# Evolution of plan



## TOM_1/20.3 (Mar 28, 2013)

Hello again,

As with everything, evolution can't be held up. Repeat measurements and track radii forced some changes and new ideas led to more. The space used by the layout has increased:










I have decided to add a shadow station below the main layout:










I changed the plan to complete the dog bone and have a minimum of 4 foot radii on all sections:










The 3D view shows the main level with turntable, harbor and ferry, the mid mining level and the small upper logging level: 











I like this concept much better, but I'm sure additional changes will come.

Have a great day,

TOM


----------



## SteveC (Jan 2, 2008)

Tom

I have edited your above posted reply because three of the included images exceeded the maximum width rule of 800 pixels in width.

Forum Rules and Guidelines - 3.0 - Photos:[/b]

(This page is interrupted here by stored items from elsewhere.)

PR #416, opened 2026-06-24
@W-23149256 prerelease-aware npm + Docker publish (hotfix without moving latest) + release runbook

mattcfilbert:
## W-23149256 — Formalize the hotfix release path

Today a livesite fix can only ship by pushing to `main` and upgrading Hyperforce to that version — which drags in any unrelated changes that landed on `main` since, and there's no way to ship a surgical fix off the exact deployed version without moving the npm `latest` dist-tag. This formalizes a hotfix path. Andy's spec; continuity-critical (he holds the release process and departs 2026-07-02 — landing this before a livesite issue forces it, and before he's gone).

### What changed
- **`.github/workflows/publish.yml`** — prerelease-aware `npm publish`. A version carrying a SemVer prerelease identifier (a `-`, e.g. `2.18.0-hotfix.1`) publishes under a dedicated **`hotfix-v<version>`** dist-tag and never moves `latest`; the stable path is unchanged (bare `npm publish`). It **fails closed** if the version can't be read (refuses to risk moving `latest`). The dist-tag is deliberately not the bare version — npm rejects a dist-tag that parses as a valid SemVer version.
- **`.github/workflows/docker-publish.yml`** — Docker `latest` now skips prerelease tags (mirrors the npm guard), so a hotfix gets its exact-version Docker tag without stealing `latest`.
- **`docs/RELEASE.md`** (new) — the normal + hotfix runbook (branch off the deployed tag → fix on `main` then cherry-pick → bump to `-hotfix.N` → release from the hotfix branch → pin the exact version in Hyperforce) + the rationale. Linked from CONTRIBUTING.

### Verification
Stable path provably unchanged (bare `npm publish`, `upload-mcpb` untouched); prerelease/stable/empty-version cases table-tested; the chosen dist-tag confirmed non-SemVer (npm-acceptable). This is a CI/process change — no `src/` touched, so `scripts/agent-check` isn't the relevant gate.

A pre-push dual-model self-review (GPT-5.5 + Opus) on the local diff caught and fixed three blockers before the first commit: npm rejecting a valid-SemVer dist-tag (would have failed every hotfix publish), Docker `latest` moving on hotfixes, and a fail-open on an unreadable version.

### One thing worth a maintainer eye
The dist-tag scheme is `hotfix-v<version>` (a hotfix never moves `latest`; consumers pin the exact version). If whoever owns the Hyperforce consume step prefers a single reusable `hotfix` pointer instead, that's a one-line change — flagging since it's a release-ergonomics call.

### DIFF
--- a/.github/workflows/docker-publish.yml
+++ b/.github/workflows/docker-publish.yml
@@ -19,6 +19,24 @@ jobs:
       - name: Checkout repository
         uses: actions/checkout@v4
 
+      - name: Preflight — release tag must match package.json version
+        env:
+          RELEASE_TAG: ${{ github.event.release.tag_name }}
+        # The `latest` guard below keys off the release TAG NAME while the npm
+        # side (publish.yml) keys off package.json — this preflight (same check
+        # in both workflows) makes a mismatch fail loudly instead of letting the
+        # two registries disagree about moving `latest`.
+        run: |
+          VERSION="$(node -p "require('./package.json').version")"
+          if [[ -z "$VERSION" || "$VERSION" == "undefined" ]]; then
+            echo "::error::Could not read version from package.json — aborting"
+            exit 1
+          fi
+          if [[ "$RELEASE_TAG" != "v$VERSION" ]]; then
+            echo "::error::Release tag '$RELEASE_TAG' != 'v$VERSION' (package.json) — aborting. Tag the exact commit whose package.json matches, or fix the release tag."
+            exit 1
+          fi
+
       - name: Set up Docker Buildx
         uses: docker/setup-buildx-action@v3
 
--- a/.github/workflows/docker-publish.yml
+++ b/.github/workflows/docker-publish.yml
@@ -38,7 +38,10 @@ jobs:
             type=semver,pattern={{version}}
             type=semver,pattern={{major}}.{{minor}}
             type=semver,pattern={{major}}
-            type=raw,value=latest,enable=${{ github.event_name == 'release' }}
+            # Move `latest` only for STABLE releases — a prerelease/hotfix tag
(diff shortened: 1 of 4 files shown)


jarhun88:
can you walk me thru the workflow on how you would release a specific release? im not quite sure im following this

mattcfilbert:
Good followup, @jarhun88 

Say Hyperforce is pinned to 2.18.0 and we have a livesite bug. Today the only path is shipping main, which drags along whatever else landed. With this PR:
  
1. Branch from the deployed tag: `git checkout -b hotfix/2.18.0 v2.18.0`
2. Land the actual fix on main as normal, then cherry-pick it onto the hotfix branch (so main never misses the fix)
3. On the hotfix branch, bump `package.json `to `2.18.0-hotfix.1` and push
4. Tag that commit `v2.18.0-hotfix.1`, push the tag, then create and publish a GitHub Release from it (mark it prerelease). The Release publish is what triggers the workflows and the tag alone does nothing.
5. publish.yml sees the - in the version and runs `npm publish --tag hotfix-v2.18.0-hotfix.1` _entonces_ the package exists on npm at that exact version but latest never moves. The Docker workflow does the same dance: exact-version image, no latest.
6. Hyperforce upgrades to `@tableau/mcp-server@2.18.0-hotfix.1` which is an exact-version pin, dist-tag never matters to the consumer.

A normal release is unchanged: merge to main with the version bump, tag gets cut, publish the Release, bare npm publish moves latest.
The guard rails: if the version can't be read from package.json the job aborts rather than risk a bare publish moving latest, and the dist-tag is `hotfix-v<version>` because npm rejects dist-tags that parse as versions.

jarhun88 (approved):

PR #421, opened 2026-06-24
@W-23146703 Add open-in-Tableau link to embedded MCP app viz

jarhun88:
## Summary

[
Screenshot 2026-06-24 at 4 52 06 PM (2)
Screenshot 2026-06-24 at 4 52 16 PM
](url)
Adds an "Open in Tableau" link to the embedded MCP app viz so users can open the source dashboard in the full Tableau experience.

## Changes

- **New module** `openInTableauLink.ts`: builds the link in code and opens it via the host's `app.openLink()` capability.
- **Graceful degradation**: the link is only rendered when a URL is present and the host advertises the `openLinks` capability.
- **Failure handling**: if the host denies or the open call fails, an inline "The URL was unable to be opened." message is shown (styled in `mcp-app.css`).
- **serverTools guard**: `get-oauth-token` now throws early if the host lacks the `serverTools` capability, so the client's top-level handler can surface an error.
- **Viz sizing fix**: set embedded viz height from `sheetHeight` when `chromeHeight` is 0/absent.
- **Tests**: unit coverage for the link (render, degradation, failure message) and the OAuth serverTools guard.

## Work Items

- W-23146703 (open-in-Tableau link)
- W-23146699 (hide toolbar)


stephendeoca (approved):

src/web/apps/src/mcp-app.css
```diff
@@ -30,3 +30,29 @@ tableau-viz {
...
+
+[hidden] {
+  display: none;
+}
+
+.open-in-tableau {
+  display: inline-block;
+  margin: 16px 0 0 0;
+  padding: 8px 12px;
+  font-family: system-ui, -apple-system, sans-serif;
```
anyoung-tableau, line 42: Please create a ticket to use the Tableau fonts rather than system fonts.

src/web/apps/src/mcp-app.css
```diff
@@ -30,3 +30,29 @@ tableau-viz {
...
+  border-radius: 4px;
+  transition: background-color 0.2s ease;
+}
+
+.open-in-tableau:hover {
+  background-color: #f0f0f0;
+  text-decoration: underline;
+}
+
+.open-in-tableau:focus {
```
anyoung-tableau, line 55: How does the link look after it's been clicked? aka do we need to define a style for `:visited` too?

You can test this by selecting the link in dev tools inspector, then click the `:hov` button on the right side

Image

src/web/apps/src/mcp-app.css
```diff
@@ -30,3 +30,29 @@ tableau-viz {
...
+  font-family: system-ui, -apple-system, sans-serif;
+  font-size: 14px;
+  color: #0066CC;
+  text-decoration: none;
+  border-radius: 4px;
+  transition: background-color 0.2s ease;
+}
+
+.open-in-tableau:hover {
+  background-color: #f0f0f0;
```
anyoung-tableau, line 51: Consider creating a ticket to support when the client requests dark mode.

src/web/apps/src/lib/openInTableauLink.ts
```diff
@@ -0,0 +1,50 @@
...
+
+  // Set onclick handler to use host-mediated link opening
+  link.onclick = async (e) => {
+    e.preventDefault();
+
+    try {
+      const result = await app.openLink({ url });
+
+      if (result.isError) {
+        console.warn('Open in Tableau link request denied by host', { url });
```
anyoung-tableau, line 68: For a proper UX, we should probably display a user-friendly error message whenever a link fails to open.

We could use some help from designers, but something like:
"There was a problem opening the link. You can navigate to the viz in your browser by copying and pasting the URL: `<VIZ_URL>`"

src/web/apps/src/mcp-app.css
```diff
@@ -30,3 +30,29 @@ tableau-viz {
...
+[hidden] {
+  display: none;
+}
+
+.open-in-tableau {
+  display: inline-block;
+  margin: 16px 0 0 0;
+  padding: 8px 12px;
+  font-family: system-ui, -apple-system, sans-serif;
+  font-size: 14px;
```
anyoung-tableau: Generally, it's a better idea to use a relative unit of measurement like `rem` instead of `px` for font sizes and margin/padding. That way, the size will respect the user's font size preference in their browser.

src/web/apps/src/lib/openInTableauLink.ts
```diff
@@ -0,0 +1,50 @@
...
+ */
+export function setupOpenInTableauLink(app: App, url: string, container: HTMLElement): void {
+  // Remove any existing link first (idempotency guard)
+  const existingLink = container.querySelector('#openInTableauLink');
+  if (existingLink) {
+    existingLink.remove();
+  }
+
+  // Don't create link if URL is empty or host lacks openLinks capability
+  const capabilities = app.getHostCapabilities();
```
anyoung-tableau, line 46: I noticed we're not calling `app.getHostCapabilities()` before we call the `get-oauth-token` tool to make sure `capabilities.serverTools` is defined.

What should we do if calling a server tool is not allowed?

1. Still render the viz without a `token`? That would allow folks to click the Sign in to Tableau Cloud button.
2. Show some error?

I'd vote for bullet 1 with potentially a message that says something like "we were unable to authenticate to the viz. You can still sign in to Tableau below"

src/web/apps/src/lib/openInTableauLink.ts
jarhun88: hmm what does this typically look like, some kind of pop up?

src/web/apps/src/lib/openInTableauLink.ts
jarhun88: im not actually sure that the sign in to tableau cloud button will reliably work though, or maybe i need to expose the pop up somehow

src/web/apps/src/mcp-app.css
jarhun88: it does nothing, but im not sure why we would need to define a visted style?

anyoung-tableau: Browsers define their own visited style which can make your links look bad if you don't define your own.

src/web/apps/src/lib/openInTableauLink.ts
anyoung-tableau: In Tableau's design system, yes, we could use the Inline Alert or a Toast: https://tableaudesignsystem.com/71f0857a3/p/970f32-toast

But since we don't access to the widgets at this point, we'd need to figure something else out.

src/web/apps/src/lib/openInTableauLink.ts
anyoung-tableau: Oh that's right, it won't necessarily work because it's a popup. In that case maybe our only fallback is to help the user copy the viz URL to the clipboard.

jarhun88: i could still surface the link to go to the url

src/web/apps/src/lib/openInTableauLink.ts
jarhun88: i might just have to settle with something functional, but not visually the best, and leave astory to improve. I dont want to get too bogged down on epic scope

jarhun88: Screenshot 2026-06-29 at 2 36 05 PM
i implemented this

jarhun88: the url is technically returned by the client as part of the response payload, so they should be able to copy paste it themselves without us specifying it again?

src/web/apps/src/lib/openInTableauLink.ts
jarhun88: heres what im thinking ill do. if the viz render fails for any reason, im going to display an error ui. underneath it ill still have the link to url.

yyk16293 (approved):

src/web/apps/src/lib/openInTableauLink.ts
anyoung-tableau, line 65: In the event the link fails to open once (like maybe the client shows some approval UX they deny, but then they approve it the 2nd time), the error message will still appear from the first time. Consider removing any pre-existing error message if the `openLink()` method succeeds

src/web/apps/src/lib/openInTableauLink.ts
```diff
@@ -1,5 +1,24 @@
...
+  let errorMessage = container.querySelector('.open-in-tableau-error') as HTMLElement;
+
+  if (!errorMessage) {
+    // Create new error message element
+    errorMessage = document.createElement('div');
+    errorMessage.className = 'open-in-tableau-error';
+    container.appendChild(errorMessage);
+  }
+
+  errorMessage.textContent = 'The URL was unable to be opened.';
```
anyoung-tableau, line 17: Since this text is static, it doesn't really make sense to re-set the textContent if the error is already there. Consider moving this into the `if {} block` before appending the child.

anyoung-tableau (approved):
Some non-blocking suggestions

src/web/apps/src/lib/openInTableauLink.ts
jarhun88: good point, i addresesd it

src/web/apps/src/lib/openInTableauLink.ts
jarhun88: good point

src/web/apps/src/mcp-app.css
jarhun88: ive created one

src/web/apps/src/mcp-app.css
jarhun88: done!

_3.1 - All photos or images posted to these forums are limited to 800 pixels in width._


----------



## TOM_1/20.3 (Mar 28, 2013)

Hello again with a few new ideas.
In the train yard I wish to build a transfer table. These are not as common in the USA, but were and are used. In the harbor area a mobile crane, a small train ferry, a mining area in the mid-level and a logging area in the upper level. 










3-D










Until the next idea, have a great day,

TOM


----------



## vsmith (Jan 2, 2008)

I really don't like the coal mine trackage cutting across the spurs, I don't see how that could function in real operations, it would be really restrictive. Why no raise the coal mine track up and over both the lower and upper spur and raise up the mine structure? That will allow unrestricted use of all the spurs and you could use both sides of that mine structure.


----------



## vsmith (Jan 2, 2008)

Also if you are going to enclose one of the switches in a tunnel make sure you have easy access to the turnout either with a lift out section or from under the layout, because that guaranteed is where you trains will stall. Can you move the tunnel head to expose that turnout? it will make your life much easier in the long run.


----------



## TOM_1/20.3 (Mar 28, 2013)

Thanks for the input. 
The idea with the mine is to have small turntables at the crossing of the spurs in order to either unload them to the oar bunker or turn them toward the spur to assemble to a train. 
The only hidden switch is the one that will lead to the lower shadow yard. I will have access from the "river" but also to the left. In the first picture of the original post the plan is rotated 90 degrees. The table will not reach the outside wall and there are access openings. 

TOM


----------



## ThinkerT (Jan 2, 2008)

It is an interesting plan...but I see a lot of 'reach' issues. I've redesigned my layout twice to minimize reach issues and I'm still not thrilled. 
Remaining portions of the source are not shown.